The main 4" with a brass plug is 2-3 feet away from the 1 1/2" C/O where I snaked it. I probably would have to cut the 4" plug to see inside. Once removed I doubt about sealing it with a new plastic cap. 

3 doors down 10 or more houses get flooded several times by the city, another problem if I remove it. I'm responsible if it doesn't seal well.

I could use my chinese 50M camera and locator on the main to locate the branch and see it there's mud. There's only one place where they rent a single camera for large pipe and its not always available.


----------



## Venomthirst (Jun 20, 2018)

Tango said:


> I had to unclog the laundry line. The kitchen line was also connected to it underground.
> 
> My 3/8 and several bits wouldn't go further than 2 feet and about 6 inches after the underground elbow. I think I hit clay.
> 
> ...


That's definitely broken and clay... so I'd just give them a quote to fix it and hopefully they bite... more than likely it's just the 90 gone... your cable probably went into the ground and went a little furthur


----------



## Standard Drain (Feb 17, 2016)

I would go into this situation with the guess that its a broken P-trap. Give them an estimate to replace this area.


----------



## Tango (Jan 13, 2018)

Standard Drain said:


> I would go into this situation with the guess that its a broken P-trap. Give them an estimate to replace this area.

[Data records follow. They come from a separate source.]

PR #1071, opened 2026-05-12
improved speedrun mode

qwertyquerty:
- move speedrun timer to rmlui
- restyle timer and make it less intrusive
- speedrun mode settings layer overrides
- proper settings overrides decided upon by TPSR community
- add opton to disable rta timer
- add reset timer button to rmlui bar
- auto connect to livesplit at any time and poll for disconnect
- fix some socket bugs


encounter (approved):

src/dusk/ui/settings.cpp
```diff
@@ -172,116 +166,46 @@ AuroraBackend configured_backend() {
...
-    return path.lexically_normal();
-}
-
-std::filesystem::path user_home_path() {
-    const char* homePath = SDL_GetUserFolder(SDL_FOLDER_HOME);
-    if (homePath == nullptr || homePath[0] == '\0') {
-        return {};
-    }
-    return std::filesystem::path{reinterpret_cast<const char8_t*>(homePath)};
+    getSettings().game.enableTurboKeybind.setSpeedrunValue(false);
```
TakaRikka, line 175: should we also turn on the most common ones that will pretty much always be on? i could see people getting annoyed having to manually adjust settings for speedruns instead of just "turn on speedrun mode and good to go"

TakaRikka (commented):
mostly lgtm, also just some conflicts to fix

src/dusk/ui/settings.cpp
qwertyquerty: I dont think so, I think speedrun mode should only touch constrained settings and shouldn't mess with people's existing settings

TakaRikka: fair enough

PR #1095, opened 2026-05-12
Update README.md

Rvervuurt:
The download link was broken


PJB3005:
I'm pretty sure the repo's supposed to be renamed, so this isn't a great fix.

Rvervuurt:
Ah, I wasn't aware how the name-change was going to be, if it was from dusk > dusklight or the other way around. Sure, if it's supposed to be dusklight, the repo has to change names, but for now, the download link is broken.

PR #1103, opened 2026-05-12
feat: auto-activate portable mode when 'portable/' folder exists next to executable

WilliamFriconneau:
## Summary

- Adds `host_dir()`: resolves the directory containing the AppImage file via the \`\$APPIMAGE\` env var (falls back to \`SDL_GetBasePath()\` for native executables — \`SDL_GetBasePath\` points to the temporary mount point inside an AppImage, not the actual file location)
- Adds public `host_path_relative()` in \`data.hpp\`
- Auto-portable detection in \`initialize_data()\` and \`configured_data_path()\` now uses \`host_path_relative\` so the \`portable/\` folder is resolved relative to the AppImage file on disk
- Auto-scans the host directory for disc images (\`.rvz\`/\`.iso\`/\`.gcm\`/\`.wia\`/\`.ciso\`/\`.gcz\`/\`.wbfs\`) at startup when no \`--dvd\` argument is provided; opens the first valid one found

## Behaviour

Place a \`portable/\` folder next to the AppImage → all data is stored there automatically.  
Place the disc image next to the AppImage → it is opened automatically without a file picker.

Both features require no flags, no config, no marker files.

## Motivation

AppImage + portable folder + disc image in the same directory: one folder to copy, everything works out of the box. Consistent with how projects like Eden handle portability.

🤖 Generated with [Claude Code](https://claude.com/claude-code)

### DIFF
--- a/src/dusk/data.cpp
+++ b/src/dusk/data.cpp
@@ -124,14 +124,6 @@ std::filesystem::path base_path_relative(const std::filesystem::path& path) {
     return std::filesystem::path{basePath} / path;
 }
 
-std::filesystem::path host_path_relative(const std::filesystem::path& path) {
-    const auto dir = host_dir();
-    if (dir.empty()) {
-        return {};
-    }
-    return dir / path;
-}
-
 std::filesystem::path default_data_path(const std::filesystem::path& prefPath) {
 #ifdef __APPLE__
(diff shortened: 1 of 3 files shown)


PJB3005:
> Note that we do not accept contributions that are primarily AI-generated and will close your PR if we suspect as much

PR #1109, opened 2026-05-12
MinimalHUD improvement

DarkMicro:
Hello!

It makes more sense to only hide the static button prompts on the main hud so you can still see the important hud elements.
I made a seperate option for the current behavior of Minimal HUD. "Disable HUD"

My solution is to move the button prompts off-screen so the item wheel buttons are still visible. (Because they use some common values like scale and alpha)

I hope you like it.

[Bildschirmaufzeichnung vom 2026-05-12 16-39-32.webm](https://github.com/user-attachments/assets/d5fafcc1-94e6-447a-9f88-1d67f44a31c5)


MelonSpeedruns:
If the mini-map is still toggleable, then this looks good to me!

Wham-Ba:
I'm merely an end-user, and have no relation whatsoever to the development team, so keep in mind that my opinion on this is of little value.

But would it not make more sense to merge these two HUD options into a single one labelled "HUD visibility" which could then be set three different values: "On", "Off", and "Minimal"?

MelonSpeedruns:
> I'm merely an end-user, and have no relation whatsoever to the development team, so keep in mind that my opinion on this is of little value.
> 
> But would it not make more sense to merge these two HUD options into a single one labelled "HUD visibility" which could then be set three different values: "On", "Off", and "Minimal"?

This is actually a good idea that I'm in favor of. I think this PR should implement that.

DarkMicro:
What do you think 1 or 2?
1: Like suggested by @Wham-Ba 
Bildschirmfoto vom 2026-05-13 09-06-06

2: You can disable the elements you want
Bildschirmfoto vom 2026-05-13 12-19-18

MelonSpeedruns:
I love 2! Maybe have a space between All Off and Health? Otherwise if everything works then this is great. Also might need you to change the description to something like `Toggle various elements of the main HUD of the game. Useful for a more immersive experience.`

DarkMicro:
It looks like this now:
Bildschirmfoto vom 2026-05-13 19-22-24

src/d/d_meter2.cpp
```diff
@@ -253,6 +253,37 @@ int dMeter2_c::_create() {
 int dMeter2_c::_execute() {
     JKRHeap* heap = mDoExt_setCurrentHeap(mpHeap);
 
+    if (dusk::getSettings().game.ingameHudMode != dusk::IngameHudMode::On) {
+        dusk::IngameHudMode hudMode = dusk::getSettings().game.ingameHudMode;
+        if (!(static_cast<int>(hudMode) & static_cast<int>(dusk::IngameHudMode::Health))){
+            g_drawHIO.mLifeGaugePosX = 1E5;
```
encounter, line 259: Any particular reason we're using pos instead of alpha?

encounter (commented):
Looks good overall, just curious if alpha is a better choice here

src/d/d_meter2.cpp
DarkMicro: For Health, Action Buttons, D-Pad, Lamp-Meter and Oxygen-Meter the usage of alpha is not possible.
Health: I did not find the global alpha value for the health bar.
Action Buttons: If you make them invisible, you cannot see them in the item wheel.
D-Pad: The alpha value did not work at all.
Lamp-Meter and Oxygen-Meter: Instead of being invisible, they just flicker.

Rupees and keys would work with alpha but it is not necessary to do it different unlike the Vessel of Light.
The Vessel of Light would just move very slowly to its new position if you change it. It would take like 10 Seconds to appear if turn it back on.

include/dusk/settings.h
```diff
@@ -34,6 +34,19 @@ enum class GyroMode : u8 {
     Mouse = 1,
 };
 
+enum class IngameHudMode : int {
+    Off = 0,
```
GiorgioMendieta, line 38: Would it be cleaner to use bit shifting instead like 2 << 1, 2<<2 ... 2<<8 ?

DarkMicro: I don't know. I think it is more complicated syntax with bit shifting. I think everyone knows that 1, 2, 4, 8... are bits and 255 is the sum of all.

GiorgioMendieta:
I think a good QoL improvement for this pull request would be to also hide the Rupee count and instead only show it during the item wheel selector. What do you guys think ?

DarkMicro:
@GiorgioMendieta Cool idea, i look into it

DarkMicro:
@GiorgioMendieta I tried but i don't know where the elements on the main hud and the wheel menu are defined. This seems to be a more complicated change. Maybe this is a good feature for a "Dynamic HUD" option made by a second PR in the future.

PR #1117, opened 2026-05-12
Log build info on startup

PJB3005:


TakaRikka:
should be fine after conflicts resolved

PR #301, opened 2019-04-11
Fix SchemaFor when either have nested union types

klass-ivan:
```
AvroSchema[Either[String, Option[Int]]]
org.apache.avro.AvroRuntimeException: Nested union: ["string",["null","int"]]
  at org.apache.avro.Schema$UnionSchema.<init>(Schema.java:849)
  at org.apache.avro.Schema.createUnion(Schema.java:189)
  at org.apache.avro.Schema.createUnion(Schema.java:194)
  at com.sksamuel.avro4s.SchemaFor$$anon$5.schema(SchemaFor.scala:92)
  at com.sksamuel.avro4s.AvroSchema$.apply(AvroSchema.scala:21)
```


klass-ivan:
This fixes a schema, but does not prevent decode errors :/ The decoder just tries `schema.getTypes(0)` and `schema.getTypes(1)` which is not correct with nested unions. Something like an approach of flattened coproduct should be used

Issue #273, opened 2019-01-22
Diverging implicit expansion for SchemaFor in Coproducts inside case classes


fedefernandez:
Hi @sksamuel, just found this while upgrading one project from `1.8.3` to `2.0.2` but seems its also reproducible in master.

There's no underground 1 1/2" p-trap around here... 

You have them???


----------



## Standard Drain (Feb 17, 2016)

I've ran into it..


There almost looks like the concrete where the pipe is is slightly different; maybe an add on at some point. Either way; the next step is to cut it open.


----------



## Tango (Jan 13, 2018)

What I'm afraid of is a back water valve outside the house from 1974. 6-8 feet deep underground. How the heck do you deal with that!


----------



## V.A Hydro-ooter (Oct 14, 2018)

Tango said:


> What I'm afraid of is a back water valve outside the house from 1974. 6-8 feet deep underground. How the heck do you deal with that!


Again, that's a lot of wondering. Do a video inspection or have someone do it for you and you'll know exactly what you're getting into.
I just did a similar job today except I was able to get mine unclogged. It was for a branch line that serves the laundry, kitchen and basement tub. The cable came back caked in mud. Ran the camera found the direction the pipe was going until the camera dropped into the hole where the pipe corroded and I couldn't go farther in. Removed the toilet and found where it wyes off to the branch. Was able to give them an estimate on the spot.
I know we don't give prices on the site but let's just say I could buy another used micro reel for what I quoted. They can choose to spend big money once and not have to deal with it 2 to 3 times a year as they have. Or they can continue spending hundreds every time they call a plumber out. At least I gave them options.
This customer for example. They've spent over $2,000 snaking the drain with several companies and nobody has ever bothered to do a video inspection. Now the homeowner knows why it keeps clogging and they can choose how to proceed. Even though I charged nearly double what the last guy did they still gave me a $20 tip.
It seems to me you do a lot more drain cleaning than water heaters. Wouldn't it make more sense to save up to buy a halfway decent micro camera and locator than a stair climber? 
I understand if you don't want to get into digging up main lines outside because of all that red tape they have in your area. But surely they'd allow you to dig up the pipe inside, or are they that strict?


----------



## Tango (Jan 13, 2018)

V.A Hydro-ooter said:


> Again, that's a lot of wondering. Do a video inspection or have someone do it for you and you'll know exactly what you're getting into.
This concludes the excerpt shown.